I kinda knew that this wudent work but the clientent isent responding to the client at all.

Any clues to get closer ?

/lbl


----------



## shtirlitsus (Feb 5, 2010)

hshh said:
			
		

> any one has tested this http://lists.freebsd.org/pipermail/freebsd-net/2009-December/024030.html ?

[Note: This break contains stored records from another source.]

PR #939, opened 2023-01-27
Avoid CI false negatives

stevedlawrence:
Two separate commits for easier review:

####  Adjust CLI test rig to avoid timeouts

Sometimes it can take a while for the CLI thread to start due to
resource constraints. This means the ExpectIt tests could fail just
waiting for the CLI start up, giving us false negatives.

To avoid this, we now configure the ExpectIt tests to never timeout and
run them in a separate thread. The main thread then waits for the CLI to
complete (with an infinite duration, it's better for a bad test to hang
than for a good test to time out due to resource constraints). After the
CLI completes, only then does the main thread wait the specified timeout
to allow the expect tests to finish. If those tests don't finish at this
point, then we interrupt the test thread and throw whatever exception is
created.

With this approach, we can ensure the expensive CLI logic is complete,
before we start considering the timeout, which should give he much less
expensive ExpectIt logic enough time to finish, especially since it does
not need to wait for CLI logic.

[DAFFODIL-2751](https://issues.apache.org/jira/browse/DAFFODIL-2751)

#### Adjust socket tests to avoid time outs

- Create socket producer/consumer pairs in the main thread without a
  timeout. The tests require these sockets to be created so just wait
  however long it takes. Sometimes it may take a while to create the
  sockets due to resource constraints which would lead to false
  negatives if we timed out.
- If a particular code hunk should never time out (unless the test
  breaks), then remove the withTimeout call. This means if the test ever
  fails we might hang forever, but that is unlikely, and it's better
  than getting random false negatives and trying to determine if they
  are spurious or not
- For tests that actually do test for a hang and require a timeout,
  adjust timeouts to be at least 1 second. This gives us more confidence
  that the test actually timed out and not that it just took too long to
  run the test

[DAFFODIL-2751](https://issues.apache.org/jira/browse/DAFFODIL-2751)

### DIFF
--- a/daffodil-cli/src/test/scala/org/apache/daffodil/CLI/Util.scala
+++ b/daffodil-cli/src/test/scala/org/apache/daffodil/CLI/Util.scala
@@ -170,9 +170,8 @@ object Util {
    *   runs the CLI in a new process instead of a thread and will likely decrease
    *   performance
    * @param fork if true, forces the the CLI to run in a new process
-   * @param timeout how long to wait, in seconds, for the CLI to exit after the
-   *   testFunc has returned. Also how long to wait for individual expect
-   *   operations in the CLITester
+   * @param timeout how long to wait, in seconds, for the testFunc to finish after
+   *   the CLI has completed. Test testFunc is interrupted if this timeout is reached
    * @param debug if true, prints arguments and classpath information to
    *   stdout. Also echos all CLITester input and output to stdout.
    * @param testFunc function to call to send input to the CLI and validate
@@ -187,7 +186,7 @@ object Util {
     (testFunc: (CLITester) => Unit)
     (expectedExitCode: ExitCode.Value): Unit = {
 
-    val (toIn, fromOut, fromErr, threadOrProc: Either[CLIThread, Process]) =
+    val (toIn, fromOut, fromErr, cliThreadOrProc: Either[CLIThread, Process]) =
       if (classpaths.nonEmpty || fork) {
         // spawn a new process to run Daffodil, needed if a custom classpath is
         // defined or if the caller explicitly wants to fork
@@ -228,11 +227,20 @@ object Util {
         (toIn, fromOut, fromErr, Left(thread))
       }
 
+    // Create an ExpectIt object that reads/writes the streams created above.
     val eb = new ExpectBuilder()
     eb.withOutput(toIn)
     eb.withInputs(fromOut, fromErr)
     eb.withInputFilters(replaceInString("\r\n", "\n"))
-    eb.withTimeout(timeout, TimeUnit.SECONDS)
+    // Disable timeouts on expect calls. We do this because often times the CLI can
+    // take a while to start up (e.g. spawning a thread, schema compilation) which
+    // can lead to timeouts and false negatives. Instead, we will spawn the expect
+    // body in a separate TestThread. Only once the CLI finishes do we start a
+    // timeout countdown and require the test body logic to complete in a specified
+    // number of seconds. If if doesn't finish, then we interrupt the test thread and
+    // capture any errors. So although expect will never timeout itself, we may time
+    // it out after the CLI is complete.
+    eb.withInfiniteTimeout()
     eb.withExceptionOnFailure()
     if (debug) {
       eb.withEchoOutput(System.out)
@@ -241,24 +249,116 @@ object Util {
     val expect = eb.build()
     val tester = new CLITester(expect, toIn)
 
-    try {
-      testFunc(tester)
-    } finally {
-      threadOrProc match {
-        case Left(thread) => thread.join(timeout * 1000)
-        case Right(process) => process.waitFor(timeout, TimeUnit.SECONDS)
+    // run the test function in a new thread. We do this so that we can configure
+    // ExpectIt to have an infinite timeout. This way we can trigger a timeout only
+    // after the CLI has exited, at which point we give the test thread timeout
+    // seconds to finish its tests and interrupt it if it still hasn't finished. This
+    // way if the CLI is slow to start up, ExpectIt won't create a timeout exception
+    // and fail the test. We at least let the CLI finish before doing that
+    val testThread = new TestThread(testFunc, tester, cliThreadOrProc)
+    testThread.start()
+
+    // wait for the CLI process/thread to finish with no timeout--we really don't
+    // know how long the CLI is going to take, but we assume the CLI will eventually
+    // finish. If it doesn't, we'll see the hang and investigate. Note that if there
+    // is a hang here, it is most likely a bad test. The most common cause is the CLI
+    // is waiting for something on stdin (e.g. EOF, debugger command), but the test
+    // body is not providing it. For CLI tests taking significantly longer than
+    // expected (6x the timeout, which is 1 minute for the default timeout), we can
+    // assume it is hung and output a message with helpful reference to possible
+    // causes. We still don't kill it though, since we might just be very resources
+    // starved and it might finish eventually.
+    val cliWarningTimeoutMS = 6 * timeout * 1000
+    var isAlive = true
+    while (isAlive) {
+      isAlive = cliThreadOrProc match {
+        case Left(cliThread) => {
+          cliThread.join(cliWarningTimeoutMS)
+          cliThread.isAlive
+        }
+        case Right(cliProcess) => {
+          cliProcess.waitFor(cliWarningTimeoutMS, TimeUnit.MILLISECONDS)
+          cliProcess.isAlive
+        }
       }
-      expect.close()
-      toIn.close()
-      fromOut.close()
-      fromErr.close()
+      if (isAlive) {
+        System.err.println("CLI test may be hanging, see DAFFODIL-2751 for possible causes")
+      }
     }
 
-    val actualExitCode = threadOrProc match {
-      case Left(thread) => thread.exitCode
-      case Right(process) => ExitCode(process.exitValue)
+    // now that the CLI has finished, we give the test thread timeout seconds to
+    // finish verifying the output. Hopefully it was doing all the checks in parallel
+    // with the CLI thread so it should be mostly complete and finish in time.
+    testThread.join(timeout * 1000)
+
+    // If the test thread still isn't done, assume it failed and is stuck expecting
+    // something that isn't ever coming from the CLI. Interrupt the thread to end it
+    // and join to wait for it to cleanup and die. Although this join is technically
+    // infinite, as long as the expect library or test body doesn't explicitly
+    // capture and ignore the interrupt and then block on something, this should not
+    // hang
+    testThread.interrupt()
+    testThread.join()
+
+    // the test thread is finally done, clean up our in/out/err buffers
+    expect.close()
+    toIn.close()
+    fromOut.close()
+    fromErr.close()
+
+    // if the test thread didn't end cleanly then it must have thrown an exception
+    // (e.g. assertion failed, interrupted exception). Just rethrow that exception
+    // and cause the test to fail
+    testThread.optException.map { e => throw e }
+
+    // if the test thread didn't throw an exception then that means all of its tests
+    // passed. We just need to verify the CLI exit code
+    val actualExitCode = cliThreadOrProc match {
+      case Left(cliThread) => cliThread.exitCode
+      case Right(cliProcess) => ExitCode(cliProcess.exitValue)
     }
     assertEquals("Incorrect exit code,", expectedExitCode, actualExitCode)
+  }
+
+  /**
+   * Run CLITester function body in a new thread
+   *
+   * If an exception was thrown during evaluation it is stored in the optException
+   * variable. This thread will not exit until the cli thread/process has completed
+   */
+  private class TestThread(
+    testFunc: (CLITester) => Unit,
+    tester: CLITester,
+    cli: Either[Thread, Process])
+    extends Thread {
+
+    var optException: Option[Throwable] = None
+
+    private val exceptionHandler = new Thread.UncaughtExceptionHandler {
+      def uncaughtException(t: Thread, e: Throwable): Unit = {
+        optException = Some(e)
+      }
+    }
+
+    override def run(): Unit = {
+      // if this thread throws an exception (e.g. an expect function fails, this
+      // thread is interrupted), we just handle it and store it in optException above
+      this.setUncaughtExceptionHandler(exceptionHandler)
+
+      // now run the test
+      testFunc(tester)
+
+      // it is possible we finished the test before the CLI actually finished.
+      // Unfortunately, we can't let this thread die until the CLI is complete
+      // because ExpectIt has some magic that will close the pipes we set up and
+      // cause the CLI to get a pipe broken exception instead of finishing. So we
+      // just wait for the CLI to finish. Once the CLI is done this thread can
+      // cleanly die and the main thread can figure out what happened.
+      cli match {
+        case Left(thread) => thread.join()
+        case Right(process) => process.waitFor()
+      }
+    }
   }
 
   /**
@@ -267,7 +367,7 @@ object Util {
    * stdin/out/err.
    */
   private class CLIThread(args: Array[String], in: InputStream, out: OutputStream, err: OutputStream) extends Thread {
-    var exitCode = ExitCode.Failure
+    var exitCode: ExitCode.Value = _
 
     override def run(): Unit = {
       val psOut = new PrintStream(out)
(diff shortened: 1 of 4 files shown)


daffodil-cli/src/test/scala/org/apache/daffodil/CLI/Util.scala
```diff
@@ -241,33 +241,101 @@ object Util {
...
+    testThread.join(timeout * 1000)
+
+    // If the test thread still isn't done, assume it failed and is stuck expecting
+    // something that isn't coming. Interrupt the thread to end it. If it is already
+    // finished, this does nothing.
+    testThread.interrupt()
+
+    // at this point we may need to wait for the test thread to die from the
+    // interrupt. Expect might be doing some cleanup as it handles the interruption
+    while (testThread.isAlive) Thread.sleep(100)
```
tuxji, line 274: In your pull request, you say:

> If a particular code hunk should never time out [...]. This means if the test ever fails we might hang forever, but that is unlikely, and it's better than getting random false negatives and trying to determine if they are spurious or not

Is this line the place you were talking about where we might hang forever?  If so, please include the second quoted sentence in the comment preceding this line so that readers will know we already considered the possibility of the while loop never terminating and are okay with it.

daffodil-cli/src/test/scala/org/apache/daffodil/CLI/Util.scala
```diff
@@ -241,33 +241,101 @@ object Util {
...
+
+    // the test thread is finally done, clean up our in/out/err buffers
+    expect.close()
+    toIn.close()
+    fromOut.close()
+    fromErr.close()
+
+    // if the test thread didn't end cleanly then it must have throw an exception
```
tuxji, line 282: *throw -> thrown

daffodil-cli/src/test/scala/org/apache/daffodil/CLI/Util.scala
```diff
@@ -241,33 +241,101 @@ object Util {
...
       case Right(process) => ExitCode(process.exitValue)
     }
     assertEquals("Incorrect exit code,", expectedExitCode, actualExitCode)
   }
 
+  /**
+   * Run CLITester functionb body in a new thread
+   *
+   * If an exception was thrown during evaluation it is store in he optException
+   * variable. This thread will not exit until the cli thread/process has completed
```
tuxji, line 300: *functionb -> function

*store in he -> stored in the

daffodil-cli/src/test/scala/org/apache/daffodil/CLI/Util.scala
```diff
@@ -241,33 +241,101 @@ object Util {
...
+   */
+  private class TestThread(testFunc: (CLITester) => Unit, tester: CLITester, cli: Either[Thread, Process]) extends Thread {
```
tuxji, line 302: Long line, better formatted like:

```scala
class Class(
  arg1,
  arg2,
) extends Base {
```

daffodil-cli/src/test/scala/org/apache/daffodil/CLI/Util.scala
```diff
@@ -278,7 +346,17 @@ object Util {
       Main.setInputOutput(in, psOut, psErr)
       configureLog4j(psErr)
 
-      exitCode = Main.run(args)
+      try {
+        exitCode = Main.run(args)
+      } catch {
+        case t: Throwable => {
+          // Main.run should never throw an exception so if it did it means the CLI
+          // hit a bug. So just print it the exception and set the exit code the
```
tuxji, line 354: line 354 should say: `So just print the exception and set the exit code to`

tuxji (approved):
+1

daffodil-cli/src/test/scala/org/apache/daffodil/CLI/Util.scala
mbeckerle: I don't like these unbounded loops. 

I think if this spins 10 times (1 full second) or maybe 20 times, then it should start outputting something to somewhere like stderr indicating that it seems to be stuck.

daffodil-cli/src/test/scala/org/apache/daffodil/CLI/Util.scala
```diff
@@ -228,11 +227,12 @@ object Util {
         (toIn, fromOut, fromErr, Left(thread))
       }
 
+    // Create an ExpectIt object that reads/writes the streams created above
     val eb = new ExpectBuilder()
     eb.withOutput(toIn)
     eb.withInputs(fromOut, fromErr)
     eb.withInputFilters(replaceInString("\r\n", "\n"))
-    eb.withTimeout(timeout, TimeUnit.SECONDS)
+    eb.withInfiniteTimeout()
```
mbeckerle, line 235: I'd prefer if we wrote our own thing that waits forever, but  that polls every 10ms or so, and after 2 seconds starts outputting messages to stderr or something. It can output 1 message every 5 seconds or something so as not to generate massive output if things do hang. 

The other wait forever loop and this one should identify themselves in the messages they display so we can tell them apart.

mbeckerle (approved):
+1 However, I suggest avoiding these silent waitforever situations. There are two I think, and rather than wait forever, we should wait some sensible amount of time and then start creating a low-volume of messages to inform about what is going on. It's still wait forever, just not fully silent.

daffodil-cli/src/test/scala/org/apache/daffodil/CLI/Util.scala
stevedlawrence: That's kind of what happens now, but I think it's actually more useful than a "thread taking too long" kind of message.

With this change, we tell expect to never timeout (i.e. infinite timeout), but then run all the expect logic in a separate thread (the new TestThread class). Once the CLI is done, we give `timeout` seconds for the test thread to finish up all its checks and interrupt the thread if it reaches that timeout. That interrupt causes the test thread to die, we capture the exception caused by the interrupt, and rethrow it in the main thread for sbt to output.

So essentially we tell expect to not do timeout logic and we do it ourselves. The idea being that we don't want expect to timeout until after the CLI is done. Otherwise long CLI startup times can lead to expect failures.

Note that if it does hit that timeout (e.g. if I add a long `Thread.sleep` in a test body), we get something like this:

```
Test org.apache.daffodil.cliTest.TestCLIparsing.test_3677_CLI_Parsing_elementFormDefault_qualified failed: java.lang.InterruptedException: sleep interrupted, took 11.973 sec
[error]     at java.lang.Thread.sleep(Native Method)
[error]     at org.apache.daffodil.cliTest.TestCLIparsing.$anonfun$test_3677_CLI_Parsing_elementFormDefault_qualified$1(TestCLIParsing.scala:34)
```

Or if a test body expects something that doesn't exist, we get this:
```
[error] Test org.apache.daffodil.cliTest.TestCLIparsing.test_3677_CLI_Parsing_elementFormDefault_qualified failed: net.sf.expectit.ExpectIOException: Expect operation fails (timeout: -1 ms) for matcher: contains('<tns:e1>does not exist</tns:e1>'), took 4.863 sec
[error]     at net.sf.expectit.ExpectImpl.expectIn(ExpectImpl.java:106)
[error]     at net.sf.expectit.AbstractExpectImpl.expectIn(AbstractExpectImpl.java:57)
[error]     at net.sf.expectit.AbstractExpectImpl.expect(AbstractExpectImpl.java:61)
[error]     at org.apache.daffodil.CLI.Util$CLITester.expect(Util.scala:464)
[error]     at org.apache.daffodil.cliTest.TestCLIparsing.$anonfun$test_3677_CLI_Parsing_elementFormDefault_qualified$1(TestCLIParsing.scala:34)
```

In both of these examples, we get a line number that says exactly which line in the testBody expect was at when it was interrupted.

I'll add some comments to make it more clear and why this infinite timeout isn't really infinite.

daffodil-cli/src/test/scala/org/apache/daffodil/CLI/Util.scala
stevedlawrence: > Is this line the place you were talking about where we might hang forever?

This is one potential place. Really the only way for this loop to hang is if the expect library ignores the above interrupt (e.g. catches an `InterruptedException`, ignores it, and continues doing expect stuff). In my development of this stuff, it seems the expect library handles interrupts as expected. And I do see logic in the expect code to make sure it fails expect()s if it has been interrupted.

And now that I think about it, I would actually prefer to change this line to `testThread.join()` to wait until the test thread dies from the interrupt. I think `join` is just implemented as a very similar `isAlive` loop, so this would be cleaner.

Another place things could potentially hang with these changes is in this code above:
```scala
   threadOrProc match {
      case Left(thread) => thread.join()
      case Right(process) => process.waitFor()
    }
```
So if the CLI gets stuck in an infinite loop or is blocked waiting for input then this will hang forever. There really isn't much looping logic in the CLI itself, so if this did hang it probably means there is a bug Daffodil core causing an infinite loop, which would probably also cause TDML tests to hang. Or more likely it means the test body is broken and the CLI is expecting input on stdin and the test body isn't providing it.

The other places that could now hang are the tests related to socket reading where there are potentially blocking reads. But those are very unlikely to hang since the tests are written correctly so the reads shouldn't block, and Java isn't likely to change the blocking behavior of sockets, so our tests making sure reads don't block will likely never fail and never need to change.

I do agree that it's worth adding comments to these places in the CLI where a hang is theoretically possible and what could cause it.

> I think if this spins 10 times (1 full second) or maybe 20 times, then it should start outputting something to somewhere like stderr indicating that it seems to be stuck.

Just playing devils advocate, we don't do anything like this for any other tests, either unit or TDML. And IMO, all our other tests have just as much a likelihood to to enter an infinite loop as these tests (which I argue are both very unlikely). And if they happened, then it would be consistent and easily repeatable.

I do admit that these CLI tests are definitely more complicated with the different thread interactions, but expect ignoring interrupts feels very unlikely. So practically the only place this runCLI will hang is with a infinite loop in the CLI (also feels unlikely, and would likely show up in TDML tests that would hang) or if the test body is broken and leaves the CLI hanging (e.g. the CLI is at a debugger breakpoint waiting for debugger commands, the CLI is reading from stdin and doesn't provide the right input/never closes stdin).

In fact, we had one test that actually did leave the CLI hanging waiting for debug input and these changes made it very obvious and repeatable. The test hung at the cliThread join() call, it needed a Ctrl-C to kill the test, and sbt output the exception that looked like this

```
[error] Test org.apache.daffodil.cliTest.TestCLIdebugger.test_3585_CLI_Debugger_simpleDebugger_unparse failed: java.lang.InterruptedException: null, took 12.068 sec
[error]     at java.lang.Object.wait(Native Method)
[error]     at java.lang.Thread.join(Thread.java:1257)
[error]     at java.lang.Thread.join(Thread.java:1331)
[error]     at org.apache.daffodil.CLI.Util$.runCLI(Util.scala:257)
[error]     at org.apache.daffodil.cliTest.TestCLIdebugger.test_3585_CLI_Debugger_simpleDebugger_unparse(TestCLIDebugger.scala:873)
```

So I knew exactly which test it was and which join it was hanging on. And it turned out the test was just broken and missing a debugger `"quit"` command, fixed in this PR.

We could definitely put a time limit on the CLI joins and start outputting messages (like "CLI loop is taking longer than expected") like you suggest, but those are just going to be false negatives more often than not. Tests taking longer than expected due to resource constrains is what led to randomly failing PRs. Random error messages with tests still passing may just confuse things more. And with a Ctrl-C we get precise information about which test and which join was hung.

stevedlawrence: All that to say, this would be a reasonable approach and I don't think is too messy if we want a warning for the most likely case of a bad test causing the CLI to hang:

```scala
    val cliWarningTimeoutMS = 4 * timeout * 1000
    var isAlive = true
    while (isAlive) {
      isAlive = cliThreadOrProc match {
        case Left(cliThread) => {
          cliThread.join(cliWarningTimeoutMS)
          cliThread.isAlive
        }
        case Right(cliProcess) => {
          cliProcess.waitFor(cliWarningTimeoutMS, TimeUnit.MILLISECONDS)
          cliProcess.isAlive
        }
      }
      if (isAlive) {
        System.err.println("CLI test taking significantly longer than expeced--may be hung waiting on debugger input or closed stdin")
      }
    }
```

So every 4x timeout we output a message if the CLI hasn't completed yet. I'm not sure if 4x the timeout it too long or not long enough, but I really want to avoid false negatives.

I'm still not sure we need this extra complication for the `threadTest.join()` though--the likelihood of that hanging after an interrupt feels very low to me. A bad test causing the CLI to hang does feel much more possible though.

tuxji: Are you saying you could replace line 240,

`while (testThread.isAlive) Thread.sleep(100)`

with this much longer piece of code?  That is, replace Thread.sleep (putting the current thread to sleep until the test thread dies) with a cliThread.join or cliProcess.join (waiting for the CLI thread/process to die)?  These are different threads, so I think you meant another place for your new piece of code?

stevedlawrence: Sorry, that comment got a longer than I expected and I may have made things more confusing.

I suggest changing line 240
```scala
while (testThread.isAlive) Thread.sleep(100)
``` 
With this:
```scala
testThread.join()
```
This is functionally the same thing but a bit cleaner. Neither approach should ever hang in practice because the expect library handles interrupts correctly and will die with the `interrupt()` call right above this line.

For the CLI join/waitFor, which is more likely to hang but mostly requires a broken test, if we want a message I suggest we replace this:
```scala
threadOrProc match {
  case Left(thread) => thread.join()
  case Right(process) => process.waitFor()
}
```

with this:

```scala
val cliWarningTimeoutMS = 4 * timeout * 1000
var isAlive = true
while (isAlive)
  isAlive = cliThreadOrProc match {
    case Left(cliThread) => {
      cliThread.join(cliWarningTimeoutMS)
      cliThread.isAlive
    }
    case Right(cliProcess) => {
      cliProcess.waitFor(cliWarningTimeoutMS, TimeUnit.MILLISECONDS)
      cliProcess.isAlive
    }
  }
  if (isAlive) {
    System.err.println("CLI test taking significantly longer than expected--" +
      "may be hung waiting on debugger input or closed stdin")
  }
}
```

This will still hang like before, but would output a message to stderr every (4 * timeout) seconds that the CLI doesn't end end.

If that's too messy we could probably make some helper functions that do something similar.

tuxji: OK, I'll defer to Mike since that was his request.  I'll say this, however, the phrase "---may be hung waiting on debugger input or closed stdin" is still confusing (at least to me) since it assumes some context the reader should know.  I'm not sure how a bad test can cause "waiting on debugger input or closed stdin"; should we just say "---check whether CLI test is broken" or something like that?

stevedlawrence: The likely case isn't that the CLI is broken, but that a CLI test is broken. For example, we could have a CLI test that does this:


```scala
    runCLI(args"--debug parse ...") { cli =>
      cli.expect("(debug)")
      cli.sendLine("break foo")
      cli.sendLine("continue")
      cli.expect("(debug")
    } (ExitCode.Success)
```

So we start the CLI debugger, set a breakpoint, and continue until that breakpoint is hit. At this point the CLI is paused waiting for input, but the test doesn't provide anymore input. The CLI is now hung because no more input it coming from the test body, but the CLI doesn't know that--it can't differentiate between "no more input is coming" and "we are limited in resources and the input is just coming really really slowly".

So this isn't a bug in the CLI, it's a bug in the test not giving the CLI enough information to finish.

The other example I can think of is if daffodil schema needs to hit EOF to know when to finish parsing/unparsing, but a CLI test doesn't close stdin. So the CLI thinks more data is coming because there's no EOF, but the test body never sends anymore data or closes stdin.

I think these are the most common cases of a broken tests, so I tried to describe them (very tersely) in the error message. But I'm fine with a more generic "broken message" if the message is more confusing than helpful.

tuxji: OK, the reader needs to read that much detailed information to understand the message better.  Since we print that message every 4  * timeout seconds, the message needs to be terse, however.  The message will have to tell the reader the CLI test may be hanging and a place where to read the more detailed explanation you just wrote.  Something like:

```
CLI test may be hanging--see DAFFODIL-2751
```

Then you can add the detailed explanation you wrote to the issue's description so that anyone can understand how a bad CLI test might hang the CI workflow.  The description should say in conclusion, please debug the test to rule out these possible causes rather than "we are limited in resources and the input is just coming really slowly".  If it would be better, you can create a new issue just to serve as the place to read the explanation.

this patch seems to solve the problem


----------



## shtirlitsus (Feb 10, 2010)

http://www.freebsd.org/cgi/cvsweb.cgi/src/sys/netinet/in.c#rev1.143.2.13


----------



## edhunter (Feb 26, 2010)

Is it safe to use this version of in.c (1.143.2.13) on RELENG_8_0 (release)?


----------



## hshh (Feb 27, 2010)

edhunter said:
			
		

> Is it safe to use this version of in.c (1.143.2.13) on RELENG_8_0 (release)?



There is not only one file patched


----------



## edhunter (Feb 27, 2010)

yep i tought so 
I hope that devs will bring this to 8_0 too in near future.


----------



## hshh (Feb 28, 2010)

I also request that.


----------



## edhunter (Apr 12, 2010)

2 days ago switched from RELENG_8_0 (release) to RELENG_8 (stable), rebuilded world and mpd5.5. And still have problems with proxy-arp. 
After reading some posts on the list (http://unix.derkeiler.com/Mailing-Lists/FreeBSD/net/2010-03/msg00319.html) I made some experimentings.

In my system one of ethernet adapters (dedicated to lan) has ip 192.168.0.2/24.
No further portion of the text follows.